Stored items from a collection:
■ ■ ■ ■ ■ ■ ■

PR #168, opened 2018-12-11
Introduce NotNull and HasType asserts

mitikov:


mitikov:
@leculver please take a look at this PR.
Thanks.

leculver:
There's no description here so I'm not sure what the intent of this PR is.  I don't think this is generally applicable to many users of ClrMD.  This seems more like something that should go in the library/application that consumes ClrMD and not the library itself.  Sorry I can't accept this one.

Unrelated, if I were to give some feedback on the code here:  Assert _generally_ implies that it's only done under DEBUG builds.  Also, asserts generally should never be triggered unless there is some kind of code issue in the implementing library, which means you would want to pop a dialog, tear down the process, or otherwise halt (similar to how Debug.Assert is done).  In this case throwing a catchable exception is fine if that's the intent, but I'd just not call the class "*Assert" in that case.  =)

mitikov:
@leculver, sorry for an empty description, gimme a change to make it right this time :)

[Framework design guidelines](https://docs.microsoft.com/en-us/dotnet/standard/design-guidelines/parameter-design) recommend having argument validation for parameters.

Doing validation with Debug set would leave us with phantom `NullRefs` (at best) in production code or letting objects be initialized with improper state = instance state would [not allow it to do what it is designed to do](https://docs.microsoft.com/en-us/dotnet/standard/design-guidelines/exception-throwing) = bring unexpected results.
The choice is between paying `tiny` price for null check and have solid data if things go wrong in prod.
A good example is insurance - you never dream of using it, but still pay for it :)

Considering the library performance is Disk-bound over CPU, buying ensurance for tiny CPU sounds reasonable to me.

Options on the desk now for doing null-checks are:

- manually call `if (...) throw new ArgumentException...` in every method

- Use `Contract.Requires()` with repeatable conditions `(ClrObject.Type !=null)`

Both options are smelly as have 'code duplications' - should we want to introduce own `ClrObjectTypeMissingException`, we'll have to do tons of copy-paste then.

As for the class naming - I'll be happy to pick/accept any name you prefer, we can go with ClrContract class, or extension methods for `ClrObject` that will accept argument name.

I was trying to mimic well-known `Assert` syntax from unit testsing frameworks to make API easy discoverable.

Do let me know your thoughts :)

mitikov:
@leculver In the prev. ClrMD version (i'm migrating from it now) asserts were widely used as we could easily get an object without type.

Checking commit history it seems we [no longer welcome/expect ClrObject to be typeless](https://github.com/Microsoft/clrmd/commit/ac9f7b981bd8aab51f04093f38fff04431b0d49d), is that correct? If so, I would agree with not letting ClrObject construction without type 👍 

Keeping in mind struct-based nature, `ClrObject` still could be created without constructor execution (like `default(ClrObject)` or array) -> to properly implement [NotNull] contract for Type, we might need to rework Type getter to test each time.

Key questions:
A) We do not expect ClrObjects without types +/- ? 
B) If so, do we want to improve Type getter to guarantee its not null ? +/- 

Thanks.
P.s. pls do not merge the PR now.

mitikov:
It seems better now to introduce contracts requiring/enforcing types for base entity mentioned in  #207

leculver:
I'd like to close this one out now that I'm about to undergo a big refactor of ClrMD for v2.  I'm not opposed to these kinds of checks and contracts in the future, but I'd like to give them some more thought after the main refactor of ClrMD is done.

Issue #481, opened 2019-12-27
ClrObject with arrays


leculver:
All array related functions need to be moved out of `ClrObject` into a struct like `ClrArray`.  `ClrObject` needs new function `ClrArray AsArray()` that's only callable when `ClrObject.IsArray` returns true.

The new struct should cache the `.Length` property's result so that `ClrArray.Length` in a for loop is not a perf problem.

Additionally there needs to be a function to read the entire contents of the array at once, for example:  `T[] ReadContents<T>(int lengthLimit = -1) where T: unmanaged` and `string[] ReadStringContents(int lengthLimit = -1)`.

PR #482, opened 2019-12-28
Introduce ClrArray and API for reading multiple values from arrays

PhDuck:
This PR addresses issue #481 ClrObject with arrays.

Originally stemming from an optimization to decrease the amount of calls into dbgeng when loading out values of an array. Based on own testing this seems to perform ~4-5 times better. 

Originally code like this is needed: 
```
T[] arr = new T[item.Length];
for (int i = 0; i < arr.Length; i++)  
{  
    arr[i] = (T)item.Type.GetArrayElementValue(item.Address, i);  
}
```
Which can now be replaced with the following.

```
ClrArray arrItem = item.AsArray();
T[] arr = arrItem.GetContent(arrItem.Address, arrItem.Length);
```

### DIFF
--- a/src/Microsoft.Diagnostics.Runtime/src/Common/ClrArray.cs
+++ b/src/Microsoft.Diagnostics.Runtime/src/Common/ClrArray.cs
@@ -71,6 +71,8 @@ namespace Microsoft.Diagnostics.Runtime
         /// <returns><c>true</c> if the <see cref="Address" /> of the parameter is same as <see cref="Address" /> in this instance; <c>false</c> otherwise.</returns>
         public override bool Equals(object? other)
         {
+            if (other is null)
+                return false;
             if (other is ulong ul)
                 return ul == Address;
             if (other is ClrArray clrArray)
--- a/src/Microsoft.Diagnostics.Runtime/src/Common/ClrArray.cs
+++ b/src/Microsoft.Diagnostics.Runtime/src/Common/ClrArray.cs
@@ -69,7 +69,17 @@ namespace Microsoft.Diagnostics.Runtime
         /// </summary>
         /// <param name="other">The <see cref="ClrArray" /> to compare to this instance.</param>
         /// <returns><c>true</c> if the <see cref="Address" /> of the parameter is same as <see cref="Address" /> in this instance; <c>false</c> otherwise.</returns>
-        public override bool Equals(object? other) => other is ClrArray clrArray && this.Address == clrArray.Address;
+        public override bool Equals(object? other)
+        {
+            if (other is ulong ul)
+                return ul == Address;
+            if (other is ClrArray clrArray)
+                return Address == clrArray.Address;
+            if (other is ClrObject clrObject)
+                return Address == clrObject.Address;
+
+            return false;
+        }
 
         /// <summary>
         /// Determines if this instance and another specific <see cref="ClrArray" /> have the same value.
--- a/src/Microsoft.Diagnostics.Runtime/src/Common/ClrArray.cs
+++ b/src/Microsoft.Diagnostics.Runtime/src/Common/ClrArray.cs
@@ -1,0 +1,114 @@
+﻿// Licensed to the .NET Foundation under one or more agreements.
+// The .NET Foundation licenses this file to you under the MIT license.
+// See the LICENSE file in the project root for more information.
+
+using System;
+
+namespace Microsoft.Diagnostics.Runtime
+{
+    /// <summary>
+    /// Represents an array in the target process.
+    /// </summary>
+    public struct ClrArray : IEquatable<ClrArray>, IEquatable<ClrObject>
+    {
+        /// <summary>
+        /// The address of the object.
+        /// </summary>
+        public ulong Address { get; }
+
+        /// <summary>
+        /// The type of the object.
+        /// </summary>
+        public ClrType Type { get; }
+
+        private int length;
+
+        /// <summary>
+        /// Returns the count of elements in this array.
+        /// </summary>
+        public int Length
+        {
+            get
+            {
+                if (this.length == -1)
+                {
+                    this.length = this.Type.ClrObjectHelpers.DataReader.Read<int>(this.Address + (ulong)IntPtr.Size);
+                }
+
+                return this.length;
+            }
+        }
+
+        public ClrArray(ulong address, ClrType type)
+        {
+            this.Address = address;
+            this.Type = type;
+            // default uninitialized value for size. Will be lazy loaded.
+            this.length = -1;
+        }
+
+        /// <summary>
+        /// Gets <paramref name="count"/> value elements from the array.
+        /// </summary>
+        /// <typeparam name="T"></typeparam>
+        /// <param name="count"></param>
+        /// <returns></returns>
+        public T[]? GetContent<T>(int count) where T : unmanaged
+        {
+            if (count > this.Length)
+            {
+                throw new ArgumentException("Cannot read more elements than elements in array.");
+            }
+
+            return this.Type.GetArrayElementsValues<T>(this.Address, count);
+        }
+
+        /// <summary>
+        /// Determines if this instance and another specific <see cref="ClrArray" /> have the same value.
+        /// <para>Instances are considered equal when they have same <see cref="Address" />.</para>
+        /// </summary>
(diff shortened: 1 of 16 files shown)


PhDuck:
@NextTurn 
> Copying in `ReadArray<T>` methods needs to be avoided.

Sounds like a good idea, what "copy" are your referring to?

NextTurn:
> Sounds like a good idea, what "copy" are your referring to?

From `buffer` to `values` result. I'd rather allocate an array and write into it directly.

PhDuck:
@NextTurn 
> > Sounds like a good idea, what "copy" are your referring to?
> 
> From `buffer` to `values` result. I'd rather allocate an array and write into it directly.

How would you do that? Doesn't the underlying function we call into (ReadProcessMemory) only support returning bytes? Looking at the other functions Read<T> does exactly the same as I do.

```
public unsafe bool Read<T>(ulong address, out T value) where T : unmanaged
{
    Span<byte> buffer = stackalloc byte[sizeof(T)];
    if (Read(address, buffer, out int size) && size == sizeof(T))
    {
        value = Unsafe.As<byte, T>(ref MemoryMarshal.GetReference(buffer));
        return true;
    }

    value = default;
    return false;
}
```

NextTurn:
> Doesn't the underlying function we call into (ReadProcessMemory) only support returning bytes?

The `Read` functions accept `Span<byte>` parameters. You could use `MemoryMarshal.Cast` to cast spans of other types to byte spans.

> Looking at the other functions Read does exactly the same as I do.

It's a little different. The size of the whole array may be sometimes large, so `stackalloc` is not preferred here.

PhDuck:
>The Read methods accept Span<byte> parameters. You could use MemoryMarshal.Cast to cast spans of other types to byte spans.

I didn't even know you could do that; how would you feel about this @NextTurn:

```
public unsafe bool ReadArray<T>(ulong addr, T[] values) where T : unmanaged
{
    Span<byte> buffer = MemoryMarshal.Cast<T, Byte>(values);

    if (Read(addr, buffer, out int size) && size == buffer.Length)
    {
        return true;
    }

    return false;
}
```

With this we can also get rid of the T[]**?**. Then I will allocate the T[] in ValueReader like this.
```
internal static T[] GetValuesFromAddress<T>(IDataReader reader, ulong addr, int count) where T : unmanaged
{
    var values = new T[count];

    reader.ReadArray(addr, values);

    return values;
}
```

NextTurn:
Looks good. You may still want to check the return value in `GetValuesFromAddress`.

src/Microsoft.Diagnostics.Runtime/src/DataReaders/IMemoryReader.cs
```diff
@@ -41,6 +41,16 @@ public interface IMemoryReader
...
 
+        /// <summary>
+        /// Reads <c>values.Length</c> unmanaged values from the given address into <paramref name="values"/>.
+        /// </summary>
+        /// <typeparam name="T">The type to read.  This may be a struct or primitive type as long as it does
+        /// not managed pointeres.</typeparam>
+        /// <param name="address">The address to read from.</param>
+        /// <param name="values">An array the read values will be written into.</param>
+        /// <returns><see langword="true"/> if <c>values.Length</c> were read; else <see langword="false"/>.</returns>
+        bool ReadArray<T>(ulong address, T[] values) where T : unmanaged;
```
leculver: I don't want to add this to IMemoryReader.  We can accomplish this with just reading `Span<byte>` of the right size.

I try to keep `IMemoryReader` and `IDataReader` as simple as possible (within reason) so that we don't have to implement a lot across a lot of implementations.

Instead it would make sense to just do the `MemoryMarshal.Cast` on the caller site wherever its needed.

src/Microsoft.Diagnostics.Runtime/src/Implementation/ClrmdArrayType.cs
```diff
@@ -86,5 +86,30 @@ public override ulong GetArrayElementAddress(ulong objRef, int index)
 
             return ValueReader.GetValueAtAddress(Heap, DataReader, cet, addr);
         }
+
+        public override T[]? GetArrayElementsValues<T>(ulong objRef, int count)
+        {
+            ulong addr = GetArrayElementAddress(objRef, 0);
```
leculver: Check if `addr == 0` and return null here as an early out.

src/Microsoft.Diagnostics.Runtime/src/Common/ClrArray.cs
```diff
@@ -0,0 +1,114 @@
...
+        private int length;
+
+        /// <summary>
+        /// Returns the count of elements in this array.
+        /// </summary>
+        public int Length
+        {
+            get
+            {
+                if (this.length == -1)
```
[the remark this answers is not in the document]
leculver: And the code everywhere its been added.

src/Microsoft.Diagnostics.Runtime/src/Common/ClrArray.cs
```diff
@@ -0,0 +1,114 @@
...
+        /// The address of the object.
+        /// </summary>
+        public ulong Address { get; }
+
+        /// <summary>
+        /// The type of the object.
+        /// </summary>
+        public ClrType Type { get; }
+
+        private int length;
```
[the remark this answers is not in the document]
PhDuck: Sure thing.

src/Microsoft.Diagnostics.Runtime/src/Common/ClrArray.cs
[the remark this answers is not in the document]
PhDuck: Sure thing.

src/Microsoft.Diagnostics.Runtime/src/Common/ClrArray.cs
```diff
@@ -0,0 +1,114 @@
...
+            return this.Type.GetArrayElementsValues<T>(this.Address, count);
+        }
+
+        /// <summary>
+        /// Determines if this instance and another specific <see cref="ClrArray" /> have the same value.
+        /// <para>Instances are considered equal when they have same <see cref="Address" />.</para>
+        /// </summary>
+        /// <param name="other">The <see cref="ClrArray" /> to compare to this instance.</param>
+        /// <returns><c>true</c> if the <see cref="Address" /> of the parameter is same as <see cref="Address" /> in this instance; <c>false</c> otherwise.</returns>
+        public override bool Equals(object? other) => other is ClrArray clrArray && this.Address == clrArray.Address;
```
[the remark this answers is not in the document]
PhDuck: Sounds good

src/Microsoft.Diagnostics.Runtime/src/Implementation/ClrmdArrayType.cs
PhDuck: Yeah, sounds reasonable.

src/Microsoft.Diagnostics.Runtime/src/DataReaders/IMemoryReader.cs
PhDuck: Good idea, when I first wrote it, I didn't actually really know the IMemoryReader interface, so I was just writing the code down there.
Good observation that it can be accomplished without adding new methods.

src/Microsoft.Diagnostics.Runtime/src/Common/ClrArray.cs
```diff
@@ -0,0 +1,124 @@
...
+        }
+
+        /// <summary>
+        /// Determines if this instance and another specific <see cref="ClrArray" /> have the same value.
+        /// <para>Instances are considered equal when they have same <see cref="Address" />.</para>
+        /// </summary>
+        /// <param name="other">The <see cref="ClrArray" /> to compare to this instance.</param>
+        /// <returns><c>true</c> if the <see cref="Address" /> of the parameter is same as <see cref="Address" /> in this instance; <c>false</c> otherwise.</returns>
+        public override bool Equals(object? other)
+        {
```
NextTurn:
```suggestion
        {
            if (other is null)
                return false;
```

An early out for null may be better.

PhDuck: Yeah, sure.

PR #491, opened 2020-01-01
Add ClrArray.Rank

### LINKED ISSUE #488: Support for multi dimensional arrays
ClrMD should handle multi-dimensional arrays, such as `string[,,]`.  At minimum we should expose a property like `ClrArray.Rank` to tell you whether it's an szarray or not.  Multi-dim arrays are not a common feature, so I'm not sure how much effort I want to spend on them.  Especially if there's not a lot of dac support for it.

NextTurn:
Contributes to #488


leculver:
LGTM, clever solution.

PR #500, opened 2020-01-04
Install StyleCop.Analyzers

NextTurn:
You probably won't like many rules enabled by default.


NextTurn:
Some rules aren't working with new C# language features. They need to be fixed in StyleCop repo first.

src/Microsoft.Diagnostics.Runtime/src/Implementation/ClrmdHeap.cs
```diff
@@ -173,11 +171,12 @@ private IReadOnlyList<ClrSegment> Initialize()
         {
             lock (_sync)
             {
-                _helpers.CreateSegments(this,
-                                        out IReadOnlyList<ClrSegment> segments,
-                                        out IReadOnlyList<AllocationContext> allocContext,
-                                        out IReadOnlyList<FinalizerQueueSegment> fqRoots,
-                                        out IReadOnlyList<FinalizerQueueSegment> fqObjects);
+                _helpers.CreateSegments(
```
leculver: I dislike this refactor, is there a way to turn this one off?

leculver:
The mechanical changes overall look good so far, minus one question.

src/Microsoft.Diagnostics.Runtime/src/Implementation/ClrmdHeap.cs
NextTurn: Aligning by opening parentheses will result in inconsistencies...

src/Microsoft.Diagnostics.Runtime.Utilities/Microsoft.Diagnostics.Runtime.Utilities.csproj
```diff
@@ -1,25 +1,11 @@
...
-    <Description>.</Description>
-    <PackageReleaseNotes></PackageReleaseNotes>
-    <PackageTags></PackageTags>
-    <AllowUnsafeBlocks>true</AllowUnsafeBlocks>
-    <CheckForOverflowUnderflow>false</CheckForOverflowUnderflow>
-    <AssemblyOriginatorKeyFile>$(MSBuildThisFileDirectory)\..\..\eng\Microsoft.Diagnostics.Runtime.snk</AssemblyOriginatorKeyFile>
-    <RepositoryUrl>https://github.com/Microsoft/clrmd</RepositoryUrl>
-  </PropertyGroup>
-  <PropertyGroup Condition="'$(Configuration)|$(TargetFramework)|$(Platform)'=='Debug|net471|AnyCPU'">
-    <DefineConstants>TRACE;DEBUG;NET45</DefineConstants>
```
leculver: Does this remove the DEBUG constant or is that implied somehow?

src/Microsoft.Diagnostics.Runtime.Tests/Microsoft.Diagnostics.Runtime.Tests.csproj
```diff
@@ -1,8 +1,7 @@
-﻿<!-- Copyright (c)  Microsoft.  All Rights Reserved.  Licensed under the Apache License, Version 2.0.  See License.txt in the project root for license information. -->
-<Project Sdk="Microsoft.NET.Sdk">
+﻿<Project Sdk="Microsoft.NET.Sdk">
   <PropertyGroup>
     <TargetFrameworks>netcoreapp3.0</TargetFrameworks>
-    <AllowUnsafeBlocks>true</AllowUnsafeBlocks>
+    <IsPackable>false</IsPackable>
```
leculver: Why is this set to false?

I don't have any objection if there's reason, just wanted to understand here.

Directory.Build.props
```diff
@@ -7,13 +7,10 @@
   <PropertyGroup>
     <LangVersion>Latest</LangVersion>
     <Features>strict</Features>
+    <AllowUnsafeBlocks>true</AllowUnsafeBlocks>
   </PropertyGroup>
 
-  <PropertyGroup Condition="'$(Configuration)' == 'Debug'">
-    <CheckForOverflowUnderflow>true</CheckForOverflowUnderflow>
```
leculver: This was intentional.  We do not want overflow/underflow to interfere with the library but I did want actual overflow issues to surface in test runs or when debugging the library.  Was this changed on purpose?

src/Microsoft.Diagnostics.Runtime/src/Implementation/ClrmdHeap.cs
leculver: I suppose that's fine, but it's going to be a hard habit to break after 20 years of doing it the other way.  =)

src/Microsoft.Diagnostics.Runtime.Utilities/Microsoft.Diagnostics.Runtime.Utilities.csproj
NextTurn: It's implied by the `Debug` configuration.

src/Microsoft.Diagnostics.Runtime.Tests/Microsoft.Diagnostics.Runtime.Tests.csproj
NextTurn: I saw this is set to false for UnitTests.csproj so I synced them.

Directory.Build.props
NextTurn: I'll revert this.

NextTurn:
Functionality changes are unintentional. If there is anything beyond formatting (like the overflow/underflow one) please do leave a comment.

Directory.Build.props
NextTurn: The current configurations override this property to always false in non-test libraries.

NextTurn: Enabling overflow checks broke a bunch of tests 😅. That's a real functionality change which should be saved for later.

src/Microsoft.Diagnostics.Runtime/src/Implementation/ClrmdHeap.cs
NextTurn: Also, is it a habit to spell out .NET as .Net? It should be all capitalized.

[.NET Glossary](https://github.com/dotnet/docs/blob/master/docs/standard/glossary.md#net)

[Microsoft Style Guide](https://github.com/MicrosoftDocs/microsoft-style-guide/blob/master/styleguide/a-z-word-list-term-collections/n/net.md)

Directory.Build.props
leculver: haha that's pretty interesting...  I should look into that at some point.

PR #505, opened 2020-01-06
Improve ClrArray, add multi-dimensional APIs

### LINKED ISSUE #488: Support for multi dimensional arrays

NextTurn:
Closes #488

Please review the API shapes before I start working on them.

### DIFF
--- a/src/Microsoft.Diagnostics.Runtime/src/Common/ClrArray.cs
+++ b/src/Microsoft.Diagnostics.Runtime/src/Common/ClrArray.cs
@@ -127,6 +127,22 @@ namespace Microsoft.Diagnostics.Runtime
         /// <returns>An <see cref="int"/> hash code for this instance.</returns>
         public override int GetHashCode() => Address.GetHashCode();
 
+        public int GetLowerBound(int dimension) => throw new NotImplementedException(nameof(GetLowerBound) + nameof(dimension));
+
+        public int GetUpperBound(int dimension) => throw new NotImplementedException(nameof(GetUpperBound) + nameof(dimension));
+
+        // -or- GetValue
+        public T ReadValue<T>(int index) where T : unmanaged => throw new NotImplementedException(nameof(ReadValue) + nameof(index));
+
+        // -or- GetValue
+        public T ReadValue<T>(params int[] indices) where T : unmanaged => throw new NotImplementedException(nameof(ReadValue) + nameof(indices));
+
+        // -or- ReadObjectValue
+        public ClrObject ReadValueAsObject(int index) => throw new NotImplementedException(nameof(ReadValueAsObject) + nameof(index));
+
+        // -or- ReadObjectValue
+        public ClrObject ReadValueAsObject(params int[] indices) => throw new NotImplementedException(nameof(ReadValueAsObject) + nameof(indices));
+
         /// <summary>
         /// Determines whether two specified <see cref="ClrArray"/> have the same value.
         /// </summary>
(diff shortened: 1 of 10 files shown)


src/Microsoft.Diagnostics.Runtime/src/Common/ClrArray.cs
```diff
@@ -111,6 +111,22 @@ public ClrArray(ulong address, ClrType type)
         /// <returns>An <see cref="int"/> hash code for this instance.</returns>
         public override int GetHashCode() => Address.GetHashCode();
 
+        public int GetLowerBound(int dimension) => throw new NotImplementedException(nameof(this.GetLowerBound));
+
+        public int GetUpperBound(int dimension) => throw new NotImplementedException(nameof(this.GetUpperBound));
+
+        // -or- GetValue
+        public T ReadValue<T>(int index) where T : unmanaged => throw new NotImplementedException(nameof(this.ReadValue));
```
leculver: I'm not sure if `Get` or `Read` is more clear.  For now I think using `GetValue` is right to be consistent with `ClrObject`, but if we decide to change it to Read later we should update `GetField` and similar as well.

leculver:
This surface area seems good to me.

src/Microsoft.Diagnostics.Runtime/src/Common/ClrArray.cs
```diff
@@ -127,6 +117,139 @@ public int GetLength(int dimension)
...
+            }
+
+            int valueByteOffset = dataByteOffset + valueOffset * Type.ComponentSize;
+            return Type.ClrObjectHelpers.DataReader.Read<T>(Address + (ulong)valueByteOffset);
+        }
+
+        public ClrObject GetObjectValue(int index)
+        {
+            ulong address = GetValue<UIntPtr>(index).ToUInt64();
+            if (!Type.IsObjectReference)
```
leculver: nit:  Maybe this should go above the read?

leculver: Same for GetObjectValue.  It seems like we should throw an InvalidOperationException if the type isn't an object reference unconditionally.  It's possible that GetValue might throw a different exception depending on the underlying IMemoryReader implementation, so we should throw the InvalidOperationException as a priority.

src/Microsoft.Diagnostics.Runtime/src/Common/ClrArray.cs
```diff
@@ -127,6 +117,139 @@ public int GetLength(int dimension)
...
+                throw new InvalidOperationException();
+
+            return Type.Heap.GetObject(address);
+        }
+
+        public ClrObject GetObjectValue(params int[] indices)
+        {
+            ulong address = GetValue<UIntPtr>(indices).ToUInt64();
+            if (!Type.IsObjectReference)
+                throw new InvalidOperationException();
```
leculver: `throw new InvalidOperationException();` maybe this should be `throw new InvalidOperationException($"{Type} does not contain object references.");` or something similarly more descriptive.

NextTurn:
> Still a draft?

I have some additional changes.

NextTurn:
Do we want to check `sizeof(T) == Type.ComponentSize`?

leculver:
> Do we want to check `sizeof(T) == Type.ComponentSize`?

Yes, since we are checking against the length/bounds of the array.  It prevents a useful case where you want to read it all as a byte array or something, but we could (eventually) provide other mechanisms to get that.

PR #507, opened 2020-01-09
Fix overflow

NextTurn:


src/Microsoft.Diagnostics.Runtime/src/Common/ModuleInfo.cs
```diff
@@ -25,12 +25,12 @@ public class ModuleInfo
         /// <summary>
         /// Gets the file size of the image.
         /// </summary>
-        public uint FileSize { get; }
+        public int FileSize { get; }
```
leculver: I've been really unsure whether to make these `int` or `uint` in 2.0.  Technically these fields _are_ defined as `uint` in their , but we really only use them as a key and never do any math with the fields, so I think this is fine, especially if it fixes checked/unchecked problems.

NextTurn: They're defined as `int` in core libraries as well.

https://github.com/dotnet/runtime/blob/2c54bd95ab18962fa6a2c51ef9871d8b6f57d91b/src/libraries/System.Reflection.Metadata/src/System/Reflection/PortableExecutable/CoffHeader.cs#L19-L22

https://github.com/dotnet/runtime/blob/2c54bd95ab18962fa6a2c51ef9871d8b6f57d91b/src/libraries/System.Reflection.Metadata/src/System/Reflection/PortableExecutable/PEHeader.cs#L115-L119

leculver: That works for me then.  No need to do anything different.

■ ■ ■ ■ ■ ■ ■

Work item: Nothing but the lines with "needed" should be returned, copied from the entries above.

Solution:
Originally code like this is needed: 
Instead it would make sense to just do the `MemoryMarshal.Cast` on the caller site wherever its needed.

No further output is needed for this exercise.